The topic of “dump monitoring”—i.e. looking for lists of stolen/hacked credentials or notices of targted hacking—came up on the securitymetrics.org mailing list recently and that seemed like a good opportunity for a quick post on how to use Twitter as a data source and how to do some “meta-monitoring” of the dump monitors.

You can manually watch feeds like LeakedIn and Dump Monitor (both of which monitor multiple dump sites) to look for details on dumps from sites or organizations you care about, but since @dumpmon actually provides summary information in most of the tweets, it could be useful just to look at the volume of dumps over time. One of the easiest ways to do this is via the “t” utility developed by Erik Michaels-Ober. t is a Ruby script that provides a powerful command-line interface to Twitter. To use it, you’ll need to setup an application slot at the Twitter dev portal and setup your credentials via

$ t authorize

all of which is documented pretty well at the github repo.

Twitter and other languages all have libraries that interface directly with Twitter, but I find it’s both easier to extract data with t and using said extract makes the core data analysis and/or visualization code much cleaner as a result.

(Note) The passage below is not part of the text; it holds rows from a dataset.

PR #6700, opened 2023-12-11
chore(core): rename default binary from core to wandb-core

raubitsj:
Description
-----------

Rename default binary from core to wandb-core. (core is a special name, lets avoid using it)

### <samp>🤖[[deprecated]](https://githubnext.com/copilot-for-prs-sunset) Generated by Copilot at 02173ef</samp>

This pull request renames the `core` command to `wandb-core` and moves it to a separate module, as well as fixes a bug in the run start message sender. It also updates the `core/setup.py` file to match the new module structure.

Testing
-------
How was this PR tested?

### <samp>🤖[[deprecated]](https://githubnext.com/copilot-for-prs-sunset) Generated by Copilot at 02173ef</samp>

> _`core` becomes `wandb-core`_
> _refactor for clarity and style_
> _autumn leaves falling_


core/pkg/server/sender.go
```diff
@@ -304,7 +304,7 @@ func (s *Sender) sendRunStart(_ *service.RunStartRequest) {
 	fs.WithOffsets(s.resumeState.GetFileStreamOffset())(s.fileStream)
 
 	// Update run start time in the settings if it is not set
-	if s.settings.XStartTime == nil {
+	if s.settings.XStartTime == nil && s.RunRecord != nil && s.RunRecord.StartTime != nil {
```
kptkin, line 307: good catch, should we have an else case, where all is nil?

kptkin (approved):

PR #6722, opened 2023-12-14
security(launch): Pass wandb API key as a kubernetes secret to nodes

TimH98:
Description
-----------

- Fixes [WB-16588](https://wandb.atlassian.net/browse/WB-16588)

For the Kubernetes runner, use a secret instead of passing the API key as plaintext.

copilot:summary

Testing
-------
Agent was able to successfully launch & complete a job with this change. Inspecting the pod shows that the API key is using a secret, and inspecting the secret gives the expected value.

copilot:poem

### DIFF
--- a/wandb/sdk/launch/runner/kubernetes_runner.py
+++ b/wandb/sdk/launch/runner/kubernetes_runner.py
@@ -391,7 +391,7 @@ class KubernetesRunner(AbstractRunner):
             # Add our env vars to user supplied env vars
             env = cont.get("env") or []
             for key, value in env_vars.items():
-                if key == "WANDB_API_KEY":
+                if key == "WANDB_API_KEY" and value:
                     # Override API key with secret. TODO: Do the same for other runners
                     await create_api_key_secret(core_api, namespace, value)
                     env.append(
--- a/wandb/sdk/launch/runner/kubernetes_runner.py
+++ b/wandb/sdk/launch/runner/kubernetes_runner.py
@@ -390,9 +390,23 @@ class KubernetesRunner(AbstractRunner):
         for cont in containers:
             # Add our env vars to user supplied env vars
             env = cont.get("env") or []
-            env.extend(
-                [{"name": key, "value": value} for key, value in env_vars.items()]
-            )
+            for key, value in env_vars.items():
+                if key == "WANDB_API_KEY":
+                    # Override API key with secret. TODO: Do the same for other runners
+                    await create_api_key_secret(core_api, namespace, value)
+                    env.append(
+                        {
+                            "name": key,
+                            "valueFrom": {
+                                "secretKeyRef": {
+                                    "name": "wandb-api-key",
+                                    "key": "password",
+                                }
+                            },
+                        }
+                    )
+                else:
+                    env.append({"name": key, "value": value})
             cont["env"] = env
 
         pod_spec["containers"] = containers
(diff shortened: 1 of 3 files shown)


wandb/sdk/launch/runner/kubernetes_runner.py
```diff
@@ -593,6 +607,44 @@ def inject_entrypoint_and_args(
...
+        try:
+            return await core_api.create_namespaced_secret(namespace, secret)
+        except ApiException as e:
+            # 409 = conflict = secret already exists
+            if e.status == 409:
+                await core_api.delete_namespaced_secret(
+                    name="wandb-api-key", namespace=namespace
+                )
+                return await core_api.create_namespaced_secret(namespace, secret)
+            raise
```
bcsherma, line 643: We need to adjust our approach here. Having a universal secret for the namespace makes sense, but deleting it and creating it every time a job starts creates race conditions. Pods may fail to start because the secret doesn't exist, even though it is right about to be recreated. If we are launching multiple jobs at once this can also lead to us awaiting calls to delete and create this secret at the same time.

There is also the possibility that the secret exists but was created by an old agent and may not have the right perms for the new run.

I would recommend you just make a new secret for every run. `wandb-api-key-{run_id}` should work well.

bcsherma: We could also make 1 secret per namespace but add the agent id to it, if applicable, if there are concerns about the # of secrets we would be creating/deleting.

bcsherma (changes requested):
left some comments about tweaking this to support concurrent runs

wandb/sdk/launch/runner/kubernetes_runner.py
TimH98: Cool, thanks for the suggestion. I changed it to use the agent ID, and manually tested to make sure it still works.

bcsherma: I think we need to add back some cleanup for the secrets, we shouldn't orphan any k8s resources. I think the cleanup part for the agent secrets may be tricky, because you would have to keep track of the namespaces you have added a secret to and then only delete that secret once the agent is exiting or maybe once there are no jobs running in that namespace. The cleanup is probably easier if you do it one per run id because then can cleanup the secret at the end.

bcsherma: And I also see now that we don't clean up the pull secret

bcsherma: Actually I guess the cleanup is tricky in either case because `run` doesn't necessarily wait for the job to starts and that could be up to 30 minutes after `run` finishes. Or what if a user launches on the cli and sets `--async` - then it seems like it could be impossible for us to clean up any secrets that would created.

TimH98: Handling cleanup is tricky in the non-helm case, but to handle cleanup for agents deployed using helm, I've made a change to the [helm chart](https://github.com/wandb/helm-charts/pull/59) so that all of the api key secrets used by an agent are the helm-created ones, when possible.

wandb/sdk/launch/runner/kubernetes_runner.py
```diff
@@ -389,9 +389,28 @@ async def _inject_defaults(
...
+                    await create_api_key_secret(core_api, secret_name, namespace, value)
+                    env.append(
+                        {
+                            "name": key,
+                            "valueFrom": {
+                                "secretKeyRef": {
+                                    "name": secret_name,
+                                    "key": "password",
+                                }
+                            },
```
bcsherma, line 409: This is all showing as not covered by tests for me

bcsherma (commented):
So the idea here is that if the agent has been deployed with a helm chart we should expect the API key to already exist in the target namespace, and we can tell if this is the case by checking for `WANDB_RELEASE_NAME`.

But if we create the secret `wandb-api-key` in the agent, we also need to clean it up. Currently this will lead to orphaned secrets (or as @nickpenaranda mentioned, stale secrets)

wandb/sdk/launch/runner/kubernetes_runner.py
```diff
@@ -305,7 +321,7 @@ async def _inject_defaults(
         namespace: str,
         core_api: "CoreV1Api",
     ) -> Tuple[Dict[str, Any], Optional["V1Secret"]]:
-        """Apply our default values, return job dict and secret.
+        """Apply our default values, return job dict and api key secret.
```
TimH98, line 324: We weren't really doing anything with the imagepull secret returned from this, so I repurposed it and now it returns the API key secret

nickpenaranda: this seems really suspicious but you're totally right.  wasn't even used when it was introduced, afaict

wandb/sdk/launch/runner/kubernetes_runner.py
```diff
@@ -600,6 +645,51 @@ def inject_entrypoint_and_args(
...
+        try:
+            return await core_api.create_namespaced_secret(namespace, secret)
+        except ApiException as e:
+            # 409 = conflict = secret already exists
+            if e.status == 409:
+                existing_secret = await core_api.read_namespaced_secret(
+                    name=secret_name, namespace=namespace
+                )
+                if existing_secret.data != secret_data:
+                    raise LaunchError(
```
nickpenaranda, line 682: I commented in the helm charts PR re: adding a label to distinguish it from secrets created by this function.  with this labeling in place, I think in this case we can attempt to *replace* the stale secret instead of erroring out IFF the existing secret bears the label that indicates it was created by the agent.

we would still want to error out if the existing secret is managed by helm, because the agent should not be mucking around with helm-managed resources (doing so would cause cluster state to drift from whatever helm commanded).

another reason to do this is to prevent the cluster from latching into a bad state.  it's not obvious at all that the k8s runner passes the api key via secret, and the user might get confused if a previous agent exited before it was able to clean up the secret and they attempt to restart the agent with a new api key.

nickpenaranda (approved):
🔥

bcsherma (approved):
Good work! I think it would be wise to run regression tests in some k8s environment if we have not already

PR #6171, opened 2023-08-25
refactor(artifacts): move artifact caching out of file cache

moredatarequired:
Fixes
-----
- Fixes [WB-15264](https://wandb.atlassian.net/browse/WB-15264)

Description
-----------
Artifact object caching doesn't have anything to do with caching file content, and is much simpler to do directly.

This creates a fixed-size global `artifacts_cache` that gets used directly as needed.

Notes:
* client artifacts (without an ArtifactID) and normal artifacts now share the same allocation, 100 slots instead of 50+50
* I haven't (yet) renamed the ArtifactsCache and associated files/functions. That will be in a future PR, and might need to be done cautiously to avoid breaking client code.

### <samp>🤖 Generated by Copilot at 97b0ec3</samp>

Refactored the artifact caching logic to use a global capped dict in the new `artifact_cache` module. Improved the imports and type annotations of `artifact_saver` and related modules. Moved and updated some artifact tests for better coverage and consistency.

Testing
-------
Refactor/CI

Checklist
-------
- [x] Include reference to internal ticket "Fixes WB-NNNNN" and/or GitHub issue "Fixes #NNNN" (if applicable)
- [x] Ensure PR title compliance with the [conventional commits standards](https://github.com/wandb/wandb/blob/main/CONTRIBUTING.md#conventional-commits)

### <samp>🤖 Generated by Copilot at 97b0ec3</samp>

> _We are the masters of the `artifact_cache`_
> _We store and retrieve with speed and grace_
> _We avoid the circular imports of doom_
> _We refactor and simplify our code of gloom_

[WB-15264]: https://wandb.atlassian.net/browse/WB-15264?atlOrigin=eyJpIjoiNWRkNTljNzYxNjVmNDY3MDlhMDU5Y2ZhYzA5YTRkZjUiLCJwIjoiZ2l0aHViLWNvbS1KU1cifQ

PR #6734, opened 2023-12-15
refactor(artifacts): rename cache modules

szymon-piechowicz-wandb:
Fixes WB-13717

# Description

In https://github.com/wandb/wandb/pull/6171 we split artifacts cache into two modules: one for caching `Artifact` instances and one for caching artifact files. Here, I'm renaming the modules to make this more clear:
- "artifact cache" -> "artifact instance cache": caches `Artifact` instances
- "artifacts cache" -> "artifact file cache": caches artifact files

# Test plan

CI


ibindlish (approved):
lgtm

PR #6745, opened 2023-12-18
fix(launch): Get default entity before checking template vars

TimH98:
Description
-----------

- [Slack thread](https://weightsandbiases.slack.com/archives/C05ADQJ1188/p1702658668201589)

The `wandb launch` CLI command fails if `--set-var` is being used and `--entity` is not. This is because we rely on knowing the entity to look up a queue's config. This can come up, for example, if the entity is set using `-c` instead.

This fix fetches the entity from config earlier if `--set-var` is used.

Testing
-------
Was able to launch a job using `wandb launch -q kube-queue -j tim-hays/debugging/git-job:latest -c "{\"entity\": \"tim-hays\"}" --set-var test_int=2`


nickpenaranda (approved):
Looks good, we should document this fallback logic somewhere.. maybe in `--entity` arg description? IIUC in descending precedence we'll choose 

1. value passed via `--entity`
2. value passed via `entity` key in config
3. configured default entity

I can see (1) and (2) being a bit ambiguous w/r/t precedence.  Should we warn in the case where `entity` is set in launch config and also via `--entity` flag?

PR #6746, opened 2023-12-18
fix(artifacts): remove run creation for artifact downloads if not using core

ibindlish:
Description
-----------

- Fixes [WB-16643](https://wandb.atlassian.net/browse/WB-16643)

What does the PR do?

Run creation was made a part of artifacts downloads to communicate with the wandb core process. Since artifact downloads are not a part of the python core, we can avoid run creation unless users install and wish to use `wandb-core`. In the future, instead of creating a run, we will explore using streams to communicate with the core.

Testing
-------
```
api = wandb.Api()
artifact = api.artifact('test-paige/uncategorized/b2:v0')
path = artifact.download()
```
tested and verified that runs are created only if `wandb-core` is installed

[WB-16643]: https://wandb.atlassian.net/browse/WB-16643?atlOrigin=eyJpIjoiNWRkNTljNzYxNjVmNDY3MDlhMDU5Y2ZhYzA5YTRkZjUiLCJwIjoiZ2l0aHViLWNvbS1KU1cifQ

Once you’re setup, you can actually use t to read, post and search twitter just as you would with any GUI Twitter client. For example, youc can see the lastet posts by the @dumpmon bot via:

$ t timeline dumpmon
@dumpmon
https://t.co/zO5QtCH6tf Emails: 24 Keywords: 0.0 #infoleak

@dumpmon
https://t.co/It3HoylEWS Emails: 24 Keywords: 0.0 #infoleak

@dumpmon
https://t.co/LhT6lJ9odd Emails: 24 Keywords: -0.14 #infoleak

@dumpmon
https://t.co/rh526IokhC Emails: 82 Keywords: 0.33 #infoleak
...

However, you can also take the output of most of the commands to t and save it as a CSV file (plus most of the commands let you specify the number of records to return). In the case of @dumpmon, we can retrieve the last 3,000 tweets and save them off as a CSV file via:

$ t timeline dumpmon -n 3000 -c > dumpmon.csv
$ head -5 dumpmon.csv
ID,Posted at,Screen name,Text
436435189909041152,2014-02-20 09:40:32 +0000,dumpmon,https://t.co/zO5QtCH6tf Emails: 24 Keywords: 0.0 #infoleak
436434530992275456,2014-02-20 09:37:55 +0000,dumpmon,https://t.co/It3HoylEWS Emails: 24 Keywords: 0.0 #infoleak
436428752688381953,2014-02-20 09:14:57 +0000,dumpmon,https://t.co/LhT6lJ9odd Emails: 24 Keywords: -0.14 #infoleak
436422318290501632,2014-02-20 08:49:23 +0000,dumpmon,https://t.co/rh526IokhC Emails: 82 Keywords: 0.33 #infoleak

Since the bot produces well-formatted records, we can use that fact to extract:

the number of dumps per day
the total numbers of e-mails dumped
the total numbers hashes (passwords) dumped

The @dumpmon bot provides some additional data, but for the purposes of this post, we’ll focus on those three values with the intent of producing the following chart:

The liberally annotated R code is below and is also available on our github repo. We’re doing a daily @dumpmon extract [CSV] that you can use on your own if you don’t want to muck with t/Ruby and we’ll also be generating the above chart daily as well (which will be on a forthcoming Data Driven Security ‘Daily Dashboard’ page).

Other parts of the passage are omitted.